Highlights & Insights

  • Decoupling Privacy from Agent Reasoning: Using a local specialized scorer + fixed threshold replaces the need for the Agent to "judge for itself," bypassing the "privacy judgment-action gap." This requires zero LLM calls at test time.
  • CI-Weighted Loss: The necessity loss adjustment \((1+\lambda \cdot \dots)\) focuses the optimization on the "high sensitivity + low necessity" zone. This weighted approach is applicable to any risk-stratified minimization scenario.
  • Ternary K/A/R over Binary Keep/Drop: "Abstraction (A)" solves the dilemma of necessary but sensitive nodes, which should not be simply deleted or kept as-is.

Limitations & Future Work

  • Threat Model: Assumes a trusted local broker and an honest-but-curious remote server; it does not account for prompt injection, active adversaries, or compromised local OS environments.
  • Data/Label Dependency: Training ground truths rely on WebArena augmentation and synthetic injection. Performance is bounded by labeling quality and domain coverage (currently limited to 3 domains).
  • Residual Leakage: Sanitization cannot eliminate risk perfectly; abstraction (A) still carries modeled residual leakage. Thresholds are sensitive to distribution shifts.
  • vs. Task-Agnostic Entity Filtering (Presidio): They use static PII categories, which may miss sensitive non-PII or mistakenly delete task-critical items. Minim is dynamic and context-aware.
  • vs. DP/MPC/FHE: DP destroys structural semantic cues; cryptographic methods have high latency and don't stop inference from already-disclosed states. Minim operates before data leaves the device.
  • vs. Dialogue Privacy Gateways (AirGapAgent, Portcullis): Those target prompts/logs/free text.
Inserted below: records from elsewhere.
PR #369, opened 2024-12-18
config: reduce dBFT block time to 5s

### LINKED ISSUE #368: Reduce block time to 5 seconds
# Rationale

In fact, we've already applied this change to T4 TestNet, and @steven1227 suggests now we can copy this change to MainNet as well.

The only difference I think this change will make is reducing the epoch time duration from about 1 week to about half a week. Since we will not have any Governance lock period for DKG and users will start to receive rewards ASA they vote after #332, the UX influence is also quite slight.

The biggest concern we may have after this is #295, which means the time we reserve for ZK-DKG is reduced as well.

# Implementation

Update the genesis files and reinit our databases.

txhsl:
Close #368. Seems no doc needs to get updated.

### DIFF
--- a/config/genesis_mainnet.json
+++ b/config/genesis_mainnet.json
@@ -16,7 +16,7 @@
     "grayGlacierBlock": 0,
     "shanghaiTime": 0,
     "dbft": {
-      "period": 10,
+      "period": 5,
       "standbyValidators": [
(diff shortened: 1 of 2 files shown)


AnnaShaleva (approved):
Confirmed, no additional changes are needed.

PR #375, opened 2024-12-26
workflow: add https settings for accessing private packages under bane-labs

txhsl:
Ref #363 and #373.

This is an HTTPS based scheme to allow `go get` in GitHub Action to access any possible private packages under organization `bane-labs`.
- A non-code GitHub App [`Bane Cross Repo Access`](https://github.com/organizations/bane-labs/settings/apps/bane-cross-repo-access) is created by `bane-labs`;
- This App has been installed, and can only be installed by `bane-labs`;
- This App uses its private key to generate tokens, which permission is `Read access to code, metadata, and packages`;
- The workflow set this token to `./netrc`, so that cmds `make all` and `go get` can work with private repositories.

### DIFF
--- a/.github/workflows/build.yml
+++ b/.github/workflows/build.yml
@@ -60,8 +60,26 @@ jobs:
           go-version: '1.22'
           cache: true
 
+      - name: Create GitHub App Token
+        uses: actions/create-github-app-token@v1.11.1
+        id: app-token
+        with:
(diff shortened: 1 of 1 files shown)


gsmachado (approved):
I think this approach is way cleaner and better than before. It maintains a higher level of security.

Approved.

Issue #376, opened 2024-12-26
BLS12381 scheme lacks subgroup check in v1.13.15


txhsl:
# Rationale

The current Geth version `v1.13.15` we are using doesn't perform subgroup check, only expect before `bls12381Pairing`. Ethereum introduced this fix through https://github.com/ethereum/EIPs/pull/8456, and finally implemented in `v1.14.2` through https://github.com/ethereum/go-ethereum/pull/29637.

# Implementation

Since we are using `Consensys/gnark-crypto` for most of the encoding/decoding, the BLS signature and Envelope transaction are well-checked, so that no need to update.

But the EVM format related decoding only checks `IsOnCurve()`. This happens in `decodePointG1()` and `decodePointG2()` of both EVM precompiles and DKG.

Minim focuses on structured, action-critical observations where naive reduction breaks interactivity.

Rating

  • Novelty: ⭐⭐⭐⭐⭐ First implementation of CI as a "pre-disclosure minimization bottleneck" for Agent structured observations using dual-scoring and ternary strategies.
  • Experimental Thoroughness: ⭐⭐⭐⭐ Extensive results on WebArena with LLM comparisons and task stratification, though limited to synthetic sensitive data and few domains.
  • Writing Quality: ⭐⭐⭐⭐⭐ Clear definitions (e.g., Semantic Over-Privileged Observation), CI formalization, and well-defined metrics.
  • Value: ⭐⭐⭐⭐⭐ Directly addresses the "share-first" privacy pain point in Agent deployment with a low-latency, auditable local solution.